The Experiential Orchestra was founded by conductor James Blachly as a way to invite audiences more deeply into the sound and powerful experience of the orchestra. Their Grammy-winning world-premiere recording of Dame Ethel Smyth’s The Prison (1930) was critically acclaimed in The New York Times, Gramophone, The New Yorker, The Guardian, and many other publications. The orchestra is drawn from top-level New York freelancers, many of whom are soloists in their own right, or members of other elite ensembles. EXO’s recent performance of the music of Arvo Pärt at The Metropolitan Museum of Art was hailed by Musical America as “laudable” and “technically immaculate.”
In addition to giving its signature concerts at Lincoln Center, EXO prepares innovative programs which have invited audiences to dance to Stravinsky’s Le Sacre du printemps and Tchaikovsky’s The Nutcracker, welcomed them to sit and lie down inside the orchestra itself, surrounded them with thirty-six oboes and bassoons in performances of music by Lully and Rameau, and performed Symphonie fantastique and Petrushka with original circus choreography by The Muse in Bushwick, Brooklyn. Recent concerts have been presented at Roulette and National Sawdust in Brooklyn, Lincoln Center with Young Patrons of Lincoln Center, Americas Society, and in partnership with Musicambia and Groupmuse at the Masonic Temple; concerts have also been presented at Penn State University, American University, and the Phillips Collection in Washington, D.C.
James Blachly is a Grammy-winning conductor dedicated to enriching the concert experience by connecting with audiences in memorable and meaningful ways. His world premiere recording of English composer Dame Ethel Smyth’s 1930 masterpiece The Prison, released on Chandos Records, won a 2021 Grammy Award and was widely acclaimed.
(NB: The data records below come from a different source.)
PR #727, opened 2016-06-24
Converted all the fail exceptions to raise for convention and testing

prathmeshranaut:
@digitalextremist I've updated all the `fail` exceptions with equivalent `raise` exception.


prathmeshranaut:
@de I've converted all the fail exceptions to raise exceptions and one commit removed the spec helper, which I added back.

PR #729, opened 2016-07-13
Remove mysterious Fiber.yield

tarcieri:
How did this Fiber.yield get here? What is its purpose?

I wrote Celluloid and I can't answer these questions. I don't think it belongs here. I am too lazy to sift through the commit history to find the commit that introduced it.

Per the comment also being deleted, it seems to be causing problems. I've had a few people bug me about it.

Unless there's a justification for it being here, it should be removed.

### DIFF
--- a/lib/celluloid/task/fibered.rb
+++ b/lib/celluloid/task/fibered.rb
@@ -12,8 +12,10 @@ module Celluloid
           Thread.current[:celluloid_queue] = queue
           Thread.current[:celluloid_actor_system] = actor_system
           yield
-          # TODO: Determine why infinite thread leakage happens under jRuby, if `Fiber.yield` is used:
-          Fiber.yield unless RUBY_PLATFORM == "java"
+
+          # Alleged workaround for a MRI memory leak
+          # TODO: validate/confirm this is actually necessary
+          Fiber.yield if RUBY_ENGINE == "ruby"
         end
       end
 


chuckremes:
I read through an old issue (found via `git blame`) that essentially says that MRI will leak fibers without that call to `Fiber.yield`. See here: https://gist.github.com/niamster/862acd8a0c2561940ffc

I do not know if this is still true. Appears it is/was related to MRI's GC not guaranteeing that finalizers run at all except before program exit, so those fibers might not be getting reaped. I'll try and test this out today.

chuckremes:
I tested this out today and confirmed that MRI will not GC the fiber without the call to `Fiber.yield` inside the Fiber block. Neither Rubinius or JRuby need it. Based on comments from @headius in another issue here, he mentioned that calling `Fiber.yield` will actually make the fiber stick around longer on JRuby since the fiber needs another call to `resume` to make it fall out the end of the block.

Honestly, don't know what to do here. Seems like it might be a bug in MRI but my guess is they would just say it isn't deterministic and there is no guarantee the GC will reap the unreferenced fiber if there is no memory pressure.

tarcieri:
Is there any repro for the alleged bug this fixes?

Yielding before the Fiber completes is a pretty nonsensical solution for a memory leak. It's pretty much the opposite behavior I'd expect for a memory leak: I'd expect fibers that don't *complete* are leaked. Yielding immediately before the fiber completes suggests a very deep bug in MRI.

If such a deep bug in MRI exists, and this is really the solution, it should be gated on MRI as the `RUBY_ENGINE` and at very least deserves a comment.

tarcieri:
I've updated the PR to only do this `Fiber.yield` on MRI

PR #301, opened 2021-01-29
feat(deadline): add ability to horizontally scale the RenderQueue

kozlove-aws:
## Problem
Since Deadline 10.1.10 we have possibility to create multiple RCS machines.

## Solution
Removing limitation of maximum instances for RCS if version greater than 10.1.9.

## Testing
 - Was creating farm with two RCS instances (set parameter `desired` in `RenderQueue` construct to 2
 - Verified that two RCS instances appeared in `Connection servers` panel
 - Increasing number of workers to 200 and run 2000 task, after that verified that both instances were used.
 - Increasing number of desired instances to 7 and verified that after deploying changed code were created 7 RCS instances and all appeared on `Connection servers` panel
 - Decreasing number of desired instances to 3 and verified that only 3 RCS instances were running after deployment.

----

### DIFF
--- a/packages/aws-rfdk/lib/deadline/lib/render-queue-ref.ts
+++ b/packages/aws-rfdk/lib/deadline/lib/render-queue-ref.ts
@@ -77,8 +77,8 @@ export interface RenderQueueSizeConstraints {
    * If this is set to a number, every deployment will reset the number of RCS processes
    * to this number. It is recommended to leave this value undefined.
    *
-   * Currently, the Deadline RCS does not properly support being horizontally scaled behind a load-balancer. For this
-   * reason, the desired number of processes can only be set to 1 currently.
+   * Deadline versions earlier than 10.1.10 do not support being horizontally scaled behind a load-balancer.
+   * For these versions of Deadline, the desired number of processes can only be set to 1.
    *
    * @default The min size.
    */
@@ -87,14 +87,27 @@ export interface RenderQueueSizeConstraints {
   /**
    * Minimum number of Deadline RCS processes that will serve RenderQueue requests.
    *
-   * Currently, the Deadline RCS does not properly support being horizontally scaled behind a load-balancer. For this
-   * reason, the minimum can be at most one, otherwise an error is thrown.
+   * Deadline versions earlier than 10.1.10 do not support being horizontally scaled behind a load-balancer.
+   * For these versions of Deadline, the minimum number of processes can only be set to 1, otherwise an error is thrown.
    *
-   * The minimum that this can value be set to is 1.
+   * The minimum that this value can be set to is 1.
    *
    * @default 1
    */
   readonly min?: number;
+
+  /**
+   * Maximum number of Deadline RCS processes that will serve RenderQueue requests.
+   *
+   * Deadline versions earlier than 10.1.10 do not support being horizontally scaled behind a load-balancer.
+   * For these versions of Deadline, the maximum number of processes can only be set to 1, otherwise an error is thrown.
+   *
+   * The minimum that this value can be set to is 1.
+   * This value cannot be less than `min` or `desired`.
+   *
+   * @default 1
+   */
+  readonly max?: number;
 }
 
 /**
@@ -283,7 +296,7 @@ export interface RenderQueueProps {
    * Constraints on the number of Deadline RCS processes that can be run as part of this
    * RenderQueue.
    *
-   * @default Allow no more and no less than one Deadline RCS to be running.
+   * @default Allow no less than one Deadline RCS to be running.
    */
   readonly renderQueueSize?: RenderQueueSizeConstraints;
 
--- a/packages/aws-rfdk/lib/deadline/lib/render-queue.ts
+++ b/packages/aws-rfdk/lib/deadline/lib/render-queue.ts
@@ -65,6 +65,7 @@ import {
   IRepository,
   IVersion,
   RenderQueueProps,
+  RenderQueueSizeConstraints,
   VersionQuery,
 } from '.';
 
@@ -82,6 +83,7 @@ import {
 import {
   RenderQueueConnection,
 } from './rq-connection';
+import { Version } from './version';
 import {
   WaitForStableService,
 } from './wait-for-stable-service';
@@ -172,6 +174,11 @@ export class RenderQueue extends RenderQueueBase implements IGrantable {
   };
 
   /**
+  * The minimum Deadline version required for the Remote Connection Server to support load-balancing
+  */
+  private static readonly MINIMUM_LOAD_BALANCING_VERSION = new Version([10, 1, 10, 0]);
+
+  /**
    * Regular expression that validates a hostname (portion in front of the subdomain).
    */
   private static readonly RE_VALID_HOSTNAME = /^[a-z](?:[a-z0-9-]{0,61}[a-z0-9])?$/i;
@@ -248,6 +255,12 @@ export class RenderQueue extends RenderQueueBase implements IGrantable {
   private readonly rqConnection: RenderQueueConnection;
 
   /**
+   * Constraints on the number of Deadline RCS processes that can be run as part of this
+   * RenderQueue.
+   */
+  private readonly renderQueueSize: RenderQueueSizeConstraints;
+
+  /**
    * The listener on the ALB that is redirecting traffic to the RCS.
    */
   private readonly listener: ApplicationListener;
@@ -265,12 +278,19 @@ export class RenderQueue extends RenderQueueBase implements IGrantable {
   constructor(scope: Construct, id: string, props: RenderQueueProps) {
     super(scope, id);
 
-    // The RCS does not currently support horizontal scaling behind a load-balancer, so we limit to at most one instance
-    if (props.renderQueueSize && props.renderQueueSize.min !== undefined && props.renderQueueSize.min > 1) {
-      throw new Error(`renderQueueSize.min cannot be greater than 1 - got ${props.renderQueueSize.min}`);
-    }
-    if (props.renderQueueSize && props.renderQueueSize.desired !== undefined && props.renderQueueSize.desired > 1) {
-      throw new Error(`renderQueueSize.desired cannot be greater than 1 - got ${props.renderQueueSize.desired}`);
+    this.renderQueueSize = props?.renderQueueSize ?? {min: 1, max: 1};
+
+    if (props.version.isLessThan(RenderQueue.MINIMUM_LOAD_BALANCING_VERSION)) {
+      // Deadline versions earlier than 10.1.10 do not support horizontal scaling behind a load-balancer, so we limit to at most one instance
+      if ((this.renderQueueSize.min ?? 0) > 1) {
+        throw new Error(`renderQueueSize.min for Deadline version less than ${RenderQueue.MINIMUM_LOAD_BALANCING_VERSION.toString()} cannot be greater than 1 - got ${this.renderQueueSize.min}`);
+      }
+      if ((this.renderQueueSize.desired ?? 0) > 1) {
+        throw new Error(`renderQueueSize.desired for Deadline version less than ${RenderQueue.MINIMUM_LOAD_BALANCING_VERSION.toString()} cannot be greater than 1 - got ${this.renderQueueSize.desired}`);
+      }
+      if ((this.renderQueueSize.max ?? 0) > 1) {
+        throw new Error(`renderQueueSize.max for Deadline version less than ${RenderQueue.MINIMUM_LOAD_BALANCING_VERSION.toString()} cannot be greater than 1 - got ${this.renderQueueSize.max}`);
+      }
     }
 
     this.version = props?.version;
@@ -315,12 +335,16 @@ export class RenderQueue extends RenderQueueBase implements IGrantable {
     if (minCapacity < 1) {
       throw new Error(`renderQueueSize.min capacity must be at least 1: got ${minCapacity}`);
     }
+    const maxCapacity = this.renderQueueSize.max ?? this.renderQueueSize?.desired;
+    if (this.renderQueueSize?.desired && maxCapacity && this.renderQueueSize?.desired > maxCapacity) {
+      throw new Error(`renderQueueSize.desired capacity cannot be more than ${maxCapacity}: got ${this.renderQueueSize.desired}`);
+    }
     this.asg = this.cluster.addCapacity('RCS Capacity', {
       vpcSubnets: props.vpcSubnets ?? { subnetType: SubnetType.PRIVATE },
       instanceType: props.instanceType ?? new InstanceType('c5.large'),
       minCapacity,
-      desiredCapacity: props.renderQueueSize?.desired,
-      maxCapacity: 1,
+      desiredCapacity: this.renderQueueSize?.desired,
+      maxCapacity,
       blockDevices: [{
         deviceName: '/dev/xvda',
         // See: https://docs.aws.amazon.com/AmazonECS/latest/developerguide/ecs-ami-storage-config.html
@@ -386,7 +410,7 @@ export class RenderQueue extends RenderQueueBase implements IGrantable {
     this.pattern = new ApplicationLoadBalancedEc2Service(this, 'AlbEc2ServicePattern', {
       certificate: this.clientCert,
       cluster: this.cluster,
-      desiredCount: props.renderQueueSize?.desired,
+      desiredCount: this.renderQueueSize?.desired,
       domainZone: props.hostname?.zone,
       domainName: loadBalancerFQDN,
       listenerPort: externalPortNumber,
--- a/packages/aws-rfdk/lib/deadline/test/render-queue.test.ts
+++ b/packages/aws-rfdk/lib/deadline/test/render-queue.test.ts
@@ -241,12 +241,8 @@ describe('RenderQueue', () => {
       });
     });
 
-    // Asserts that only one RCS container and ASG instance can be created.
-    // Deadline currently requires that successive API requests are serviced by a single RCS.
-    test.each([
-      [0],
-      [2],
-    ])('clamps to 1 - using %d', (min: number) => {
+    // Asserts that at least one RCS container and ASG instance must be created.
+    test('throws error when minimum size is 0', () => {
       // GIVEN
       const props: RenderQueueProps = {
         images,
@@ -254,7 +250,7 @@ describe('RenderQueue', () => {
         version: renderQueueVersion,
         vpc,
         renderQueueSize: {
-          min,
+          min: 0,
         },
       };
 
@@ -263,13 +259,40 @@ describe('RenderQueue', () => {
         new RenderQueue(stack, 'RenderQueue', props);
       })
         // THEN
-        .toThrow('renderQueueSize.min');
+        .toThrow('renderQueueSize.min capacity must be at least 1: got 0');
+    });
+
+    // Deadline before 10.1.10 requires that successive API requests are serviced by a single RCS.
+    test('validates Deadline pre 10.1.10 has min value of at most 1', () => {
+      // GIVEN
+      const min = 2;
+      const newStack = new Stack(app, 'NewStack');
+      const versionOld = new VersionQuery(newStack, 'VersionOld', {version: '10.1.9'});
+      const props: RenderQueueProps = {
+        images,
+        repository,
+        version: versionOld,
+        vpc,
+        renderQueueSize: {
+          min,
+        },
+      };
+
+      // WHEN
+      expect(() => {
+        new RenderQueue(newStack, 'RenderQueue', props);
+      })
+      // THEN
+        .toThrow(`renderQueueSize.min for Deadline version less than 10.1.10.0 cannot be greater than 1 - got ${min}`);
     });
 
     // Asserts that when the renderQueueSize.min prop is specified, the underlying ASG's min property is set accordingly.
-    test('configures minimum number of ASG instances', () => {
+    test.each([
+      [1],
+      [2],
+      [10],
+    ])('configures minimum number of ASG instances to %d', (min: number) => {
       // GIVEN
-      const min = 1;
       const isolatedStack = new Stack(app, 'IsolatedStack');
       const props: RenderQueueProps = {
         images,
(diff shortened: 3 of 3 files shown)


packages/aws-rfdk/lib/deadline/lib/render-queue.ts
```diff
@@ -444,6 +460,25 @@ export class RenderQueue extends RenderQueueBase implements IGrantable {
     tagConstruct(this);
   }
 
+  protected onValidate(): string[] {
```
ddneilson: 10.1.9 is over 6 months old at this point. It's probably just as good to bump the minimum supported version for the RFDK from Deadline 10.1.9 to 10.1.10 instead.

IIRC, Roman's upcoming work will require bumping it to 10.1.12.

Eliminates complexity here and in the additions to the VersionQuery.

He currently serves as Music Director of Experiential Orchestra, is entering his sixth season as Music Director of the Johnstown Symphony Orchestra (PA), and is in increasing demand as a versatile guest conductor in diverse repertoire, with appearances this season with the New York Philharmonic, The Metropolitan Museum of Art, and a residency at Montclair State University. Blachly serves as Associate Editor and Orchestral Liaison for the African Diaspora Music Project, directed by Dr. Louise Toppin. Blachly’s innovative programming aims to increase audience engagement and empower audiences. With the Johnstown Symphony, he conducted the orchestra in a former steel mill in a concert that was featured on Katie Couric’s America Inside Out, and in three seasons the orchestras has increased season ticket sales by 50%; with the Experiential Orchestra, he has invited audiences to dance to Stravinsky’s Rite of Spring and Tchaikovsky’s Nutcracker, sit within the orchestra at Lincoln Center, and engage with Symphonie fantastique and Petrushka with circus choreography in an ongoing collaboration with The Muse in Brooklyn. A strong supporter of composers of our time, Blachly has commissioned and premiered more than 50 works from composers such as Jessie Montgomery, Courtney Bryan, Kirsten Vollness, Viet Cuong, Michi Wiancko, Kate Copeland Ettinger, Patrick Castillo, Brad and Doug Balliett, and many others. In recent seasons, he has collaborated with soloists Julia Bullock, Paul Jacobs, Michelle Cann, Andre´s Ca´rdenes, Michael Chioldi, Karen Kim, Andrew Yee, Owen Dalby, Janna Baty, and more. Dedicated to finding new ways of empowering audiences, he is also in demand as a speaker on Listening as Leadership, bringing his expertise as a conductor and passion for music to Fortune 500 companies, schools, and other organizations.